This last weekend we joined Heather and Nana up in Idaho. They were on their way in to visit us, but first were stopping in Twin Falls to visit Uncle Dan in nearby Buhl. We drove up Friday after work and got into Twin Falls about 9:30 or so. We stayed up late in our big suite at the Super 8, then got up for a nice free breakfast there before heading our separate ways. They went to pick up Uncle Dan to take him shopping, while we went on our way to Hagerman for the Fossil Days celebration and parade.
We first stopped at the little Twin Falls farmers market to check out their goods. It's nice to see a farmers market in town, but right in the middle of fields where farmhands are actually tilling and planting. Pretty cool.
Hagerman's a tiny town, and their humble parade was perfect for us.
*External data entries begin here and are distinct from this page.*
PR #1197, opened 2020-08-21
fix: email addresses with hyphens shouldn't wrap in the UserMenu

### LINKED ISSUE #1196: UserMenu: email addresses with hyphens wrap and break the layout
The UserInfo component in the UserMenu prevents the user's name from wrapping, but not the email. Of course email addresses don't usually contain whitespace, but a hyphen is fairly common and counts as a whitespace character for the purposes of text wrapping.

## This is:
- Bug

## Specifications

  - version: v4.9.0
  - OS: Any
  - Browser: Any (but tested in Chrome and Safari)

## Expected Behavior
An email address containing a hyphen should not wrap.

## Actual Behavior
The email address does wrap, then by taking up 2 lines squeezes the content to the edges of the fixed height header. If the half-address parts and name are short enough it also causes the menu items below to wrap too - e.g. Dark mode, Send feedback and even Sign out can end up on 2 lines each. It might be worth separately giving the whole menu a minimum width.

1. Open CMS (or other app), signed in with a user that has a hyphen in their email address.
2. Click on the user initials (top right)
3. See the email address has wrapped to 2 lines!

## Possible Solution
We can solve this by adding the same CSS the user name already has to the email address to prevent wrapping.

markwilcox:
## Related Issue
Closes #1196

## Your solution
Add the same CSS to the email address span that the user name header above already has.

## How Has This Been Tested?
Tested in Chrome and Safari only (are there any other relevant rendering engines now?). Just a quick visual check.

## Screenshots (if relevant):
Screenshot 2020-08-21 at 15 28 24

### DIFF
--- a/packages/app-security/src/admin/plugins/UserMenu/UserInfo.tsx
+++ b/packages/app-security/src/admin/plugins/UserMenu/UserInfo.tsx
@@ -52,6 +52,12 @@ const linkStyles = css({
             textOverflow: "ellipsis",
             maxWidth: 180,
             display: "block"
+        },
+        ".mdc-typography--subtitle2": {
+            overflow: "hidden",
+            whiteSpace: "nowrap",
+            textOverflow: "ellipsis",
+            maxWidth: 180
         }
     }
 });


Pavel910:
@markwilcox Thanks for the PR! Sorry we missed it before :( Merging it right now for the release this week :)

PR #1224, opened 2020-09-10
Feat: App Admin: hide settings group if empty

### LINKED ISSUE #1223: App Admin: Hide settings section if it is empty
## This is:

- Bug
- Feature request

## Specifications

  - version: 4.11.0

## Expected Behavior

If there is no `admin-menu-settings` plugins, it shouldn't be rendered.
Also if all the settings items rendering `null` (because of permission) it shouldn't render the settings.

## Actual Behavior

It is rendered empty.

Remove all the `admin-menu-settings` and check the menu.

## Detailed Description

I use the app-admin as a dashboard for my client. And all my settings has permission guard, and it looks odd, when a user with no permission for settings see an empty settings section.

I could bypass it by overwriting the `webiny-init-settings` plugin, but it would be great if it would be automatic.

## Possible Solution

https://github.com/webiny/webiny-js/blob/ee1dadbcece0929a4fe259f9051554249012c043/packages/app-admin/src/plugins/init.tsx#L22-L32
```typescript
            render({ Menu, Section, Item }) {
                const items = settingsPlugins
                    .map(plugin => ({ name: plugin.name, element: plugin.render({ Section, Item }) }))
                    .filter(({ element }) => !!element);

                return (
                    <Menu name="settings" label={t`Settings`} icon={<SettingsIcon />}>
                        {items.map(({ name, element }) => (
                            <React.Fragment key={name}>
                                {element}
                            </React.Fragment>
                        ))}
                    </Menu>
                );
            }
```

latotty:
## Related Issue

Closes #1223

## Your solution

Checking the amount of actually rendered settings plugins. And if the list is empty, we return null.

## How Has This Been Tested?

Locally agains my codebase. Tested with no settings plugin, and with settings plugin which rendered null.

### DIFF
--- a/packages/app-admin/src/plugins/init.tsx
+++ b/packages/app-admin/src/plugins/init.tsx
@@ -20,12 +20,21 @@ const plugin: WebinyInitPlugin = {
             type: "admin-menu",
             order: 100,
             render({ Menu, Section, Item }) {
+                const items = settingsPlugins
+                    .map(plugin => ({
+                        name: plugin.name,
+                        element: plugin.render({ Section, Item })
+                    }))
+                    .filter(({ element }) => !!element);
+
+                if (!items.length) {
+                    return null;
+                }
+
                 return (
                     <Menu name="settings" label={t`Settings`} icon={<SettingsIcon />}>
-                        {settingsPlugins.map(plugin => (
-                            <React.Fragment key={plugin.name}>
-                                {plugin.render({ Section, Item })}
-                            </React.Fragment>
+                        {items.map(({ name, element }) => (
+                            <React.Fragment key={name}>{element}</React.Fragment>
                         ))}
                     </Menu>
                 );


Pavel910:
@latotty does this handle the lack of permissions, or just absence of settings plugins?

latotty:
> @latotty does this handle the lack of permissions, or just absence of settings plugins?

Both, I've tested it

Given that lack of permission means the entry is rendering null, I've checked some part of the code and it was the case.

Pavel910:
@latotty Perfect! Let's merge this one for the next release 👍

TommyJackson85:
@latotty Interesting. In the [pull request 1136](https://github.com/webiny/webiny-js/pull/1136/files) which I was working on, I don't think I was getting any ```null``` returns from each when calling render on plugins a user didn't have permission to. Anyway, yours is much cleaner than mine so well done! 👍 

@Pavel910 some checks are failing here, is it still ok to merge?

doitadrian:
This file needs to be checked: `packages/app-admin/src/plugins/init.tsx`. Try formatting it with prettier.

The other error is very weird, it looks like a configuration error, not an actual error in the test.

latotty:
> This file needs to be checked: `packages/app-admin/src/plugins/init.tsx`. Try formatting it with prettier.
> 
> The other error is very weird, it looks like a configuration error, not an actual error in the test.
> 
> Ignore it for now, we'll take a look at that.

Ohh sorry, fixed 😄 got used to auto format with eslint 😄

Not too much competition in gathering the thrown candy, lots of fire engines and motorcycles and Shriners guys. It was small and adorable. Afterwards we checked out the Hagerman Fossil Beds National Monument visitors center, where the kids excavated horse fossils, broke ancient reptiles and amphibians free from rocks, and made playdoh fossils.
Then we met up with Heather and Nana at Uncle Dan's home. It was nice to see him, have him meet our kids and see Amy again--but it was pretty sad too. I remember him quite differently, dark skin, big and tough with his shirt tucked in snug around his belt, a black mustache and a smirking smile. I was the "war hero." We love him--we can still love and encourage him--and we're so glad and thankful he has a perfect sister like Nana who visits him and gives him a drop of hope and sweetness in his ocean of difficulties.
We left Uncle Dan's and went back out toward Hagerman to the actual national monument. There were beautiful lookouts over the Snake River and the rock layers that yield so many rare fossils, and the road paralleled the old Oregon Trail. We even crossed it while walking a short trail.
our next stop was the Minidoka Internment National Monument. The displays and information about it were in the Hagerman Fossil Beds visitors center, so we went back there for a bit. The actual location was a backroads drive away, past Jerome. It was one of the ten Japanese internment camps ("relocation centers") from WWII. The circumstances these good people had to endure--while most remained strongly loyal to the US--were unimaginable. Many of them went on to fight in the war for the US, even after having been ripped from their homes. Being there, imagining their lives, was sobering.
We had just enough time to go back through Twin Falls to Shoshone Falls. It's always a beautiful place, higher than Niagara, just there near the interstate on the Snake.
We drove home late Saturday night in the Idaho dark.
(I also made a Flickr photoset of the entire trip.)
The line of tractors coming down the parade
The kids stood there, waving, the entire duration of the parade. They got a stash of candy, so it must've worked.
Bella, paleontologist in the making. She was very meticulous about cleaning the sand off the bones. Those were real bones, by the way.
The Hagerman horse fossil. This is how the national monument got its name.
Chipping away at faux-rocks. Inside each was a little rubber frog or lizard. There was a table with these very convincing rocks piled high. The rangers were prepared for a lot of kids it seems; it was really cute and endearing so I'm glad we participated.
At the Snake River overlook.
The clouds were beautiful that day, with drizzles of rain coming off and on. This is looking out on the Hagerman valley, right where the Oregon Trail came through (lower right).
Walking to the Oregon Trail overlook.
Nana found a horny toad! This made her extremely happy. And apparently the horny toad too, by the expression on its face.
Amy and Oey on the walk. The Oregon Trail is on the left.
The old guard station at Minidoka Internment.
A set-up shot of two lovebirds at a historic location. What an amazing place. We had to show the love while we were there. The river behind us was beautiful and flowed roughly under a bridge along the road, where swallows were flocking and a dry severed cow leg rested. Just thought I'd throw that in there.
Heather and Nana in front of the security checkpoint.
We found this old half-underground barn that we were convinced was from the internment camp. I'm now thinking it was just from farming operations after the fact, but it was cool and dilapidated anyway. There was a barn owl on the rafters at the rear.
We swung by the Twin Falls temple on the way to the falls. It was not quite done, though I wouldn't be surprised if it were open in a couple of weeks, judging by how close it looked. You could see it shining from the freeway.
The always-beautiful Shoshone Falls. I really like the lighting we got to see them in, right before sunset with the sun brightening the water on its way down. Spectacular.
Family falls pose
The boys and the falls. Jarom was quite safe, mind you.
The parting shot, family on the monument rock.